About this exercise: Quote verbatim the span of lines that begins the listing below and closes with the line containing "In many cases".

◇ ◇ ◇

PR #222, opened 2022-03-24
Resolving Image at MondooAuditConfig Level

### LINKED ISSUE #199: Audit mondoo-operator for unnecessary early exits
There are some places in the codepaths where an exit is made with a Requeque = true set.
In many cases this isn't needed and the Reconcile() can continue normally.

For example in a sequence like https://github.com/mondoohq/mondoo-operator/blob/main/controllers/nodes.go#L64-L70 , it is okay to continue forward and create/update the DaemonSet if needed. The DaemonSet/Pod should be unable to run if any volume that it needs to mount in isn't defined. Once the ConfigMap/volume appears, the DaemonSet/Pod should launch successfully.

While in general the Requeue set to true is harmless, the Reconcile() loops do make API calls to remote registries to resolve the SHA256, and the early exits from the Reconcile() cause more registry API calls than is strictly necessary.

harshaisgud:
fixes #199

### DIFF
--- a/controllers/mondooauditconfig_controller.go
+++ b/controllers/mondooauditconfig_controller.go
@@ -41,7 +41,8 @@ const (
 // MondooAuditConfigReconciler reconciles a MondooAuditConfig object
 type MondooAuditConfigReconciler struct {
 	client.Client
-	Scheme *runtime.Scheme
+	Scheme      *runtime.Scheme
+	ImageDigest string
 }
 
 // Embed the Default Inventory for Daemonset and Deployment Configurations
@@ -127,10 +128,18 @@ func (r *MondooAuditConfigReconciler) Reconcile(ctx context.Context, req ctrl.Re
 			return ctrl.Result{}, err
 		}
 	}
+	if r.ImageDigest == "" {
+		mondooImage, err := resolveMondooImage(log, mondoo.Spec.Nodes.Image.Name, mondoo.Spec.Nodes.Image.Tag)
+		if err != nil {
+			return ctrl.Result{}, err
+		}
+		r.ImageDigest = mondooImage
+	}
 
 	nodes := Nodes{
 		Enable: mondoo.Spec.Nodes.Enable,
 		Mondoo: *mondoo,
+		Image:  r.ImageDigest,
 	}
 
 	result, err := nodes.Reconcile(ctx, r.Client, r.Scheme, req, string(dsInventoryyaml))
@@ -144,6 +153,7 @@ func (r *MondooAuditConfigReconciler) Reconcile(ctx context.Context, req ctrl.Re
 	workloads := Workloads{
 		Enable: mondoo.Spec.Workloads.Enable,
 		Mondoo: *mondoo,
+		Image:  r.ImageDigest,
 	}
 
 	result, err = workloads.Reconcile(ctx, r.Client, r.Scheme, req, string(deployInventoryyaml))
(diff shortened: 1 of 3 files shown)


harshaisgud:
@joelddiaz This change moves image resolution to mondooauditconfig controller, thereby reducing the number of API calls to external image repo

chris-rock:
I'll try to close and re-open the pull request to see if Github restarts the tests

controllers/mondooauditconfig_controller.go
```diff
@@ -144,6 +153,7 @@ func (r *MondooAuditConfigReconciler) Reconcile(ctx context.Context, req ctrl.Re
 	workloads := Workloads{
 		Enable: mondoo.Spec.Workloads.Enable,
 		Mondoo: *mondoo,
+		Image:  r.ImageDigest,
```
joelddiaz, line 156: Here the ImageDigest being assigned is the one fetched from the contents of Spec.Nodes.Image.* (not Spec.Workloads.Image.*). You can't assume that they are set to the same image/tag set.

controllers/mondooauditconfig_controller.go
```diff
@@ -127,10 +128,18 @@ func (r *MondooAuditConfigReconciler) Reconcile(ctx context.Context, req ctrl.Re
 			return ctrl.Result{}, err
 		}
 	}
+	if r.ImageDigest == "" {
+		mondooImage, err := resolveMondooImage(log, mondoo.Spec.Nodes.Image.Name, mondoo.Spec.Nodes.Image.Tag)
+		if err != nil {
+			return ctrl.Result{}, err
+		}
+		r.ImageDigest = mondooImage
```
joelddiaz, line 136: Storing this value in the struct MondooAuditConfigReconciler means that if there are two MondooAuditConfig resources in the cluster, and they are being Reconciled in parallel (which can/does happen), then the first MondooAuditConfig that assigns r.ImageDigest will also affect the second MondooAuditConfig unless/until r.ImageDigest is returned to the empty string at the bottom of this function.
This is a racy implementation that will have subtle and hard-to-debug behaviors.

joelddiaz (commented):
The idea with #199 is to eliminate the unnecessary places in the codepath where it does a `return ctrl.Result{Requeue: true}, nil`.

There are really two options to try to address the excessive external API calls to the container registry.
1) Remove the points in the codepath that perform the returns with Requeue set to true (and I don't mean simply not set Requeue to true, I mean remove the `return` entirely and allow the code to continue running).

If we leave the early `return` code, then the alternative is:
2) Implement some new long-lived structures to cache the image/tag -> SHA fetching and only try to refresh the image/tag/sha if the image/tag/sha entry was fetched more than X minutes ago.

controllers/mondooauditconfig_controller.go
harshaisgud: @joelddiaz Implementing a long lived struct is going to be the same as storing it `MondooAuditConfigReconciler` though unless we identify each custom resource with a uuid.

joelddiaz:
Another approach (as suggested by @chris-rock ) was to store the SHAs in the MondooAuditConfig.Status along with a timestamp recording the last time the SHAs were fetched. This would allow the Reconcile() codepaths to see if the SHAs were recently fetched, then skip re-fetching them until the lastImageResolveTimestamp happened more than (for example) 1 week ago.

So perhaps something like:
```
Status:
  ImageSHAs:
  - containerImage: docker.io/mondoo/mondoo-client:latest
    sha: docker.io/mondoo/mondoo-client@sha256:asfdasfdasfdfasdf
    lastImageResolveTimestamp: 2022-03-30-22:00...
  - containerImage: ghcr.com/mondoohq/mondoo-operator:latest
    sha: ghcr.com/mondoohq/mondoo-operator@sha256:asfdasfdasdfasfd
    lastImageResolveTimestamp: 2022-03-29-09:00...
```

And then the `getImage()` function can reference this list of cached SHAs and reuse them if they are recent, and actually perform the full fetch and updating of the Status to update the cache for future Reconcile()s.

◇ ◇ ◇

Exercise response:
PR #222, opened 2022-03-24
Resolving Image at MondooAuditConfig Level

### LINKED ISSUE #199: Audit mondoo-operator for unnecessary early exits
There are some places in the codepaths where an exit is made with a Requeque = true set.
In many cases this isn't needed and the Reconcile() can continue normally.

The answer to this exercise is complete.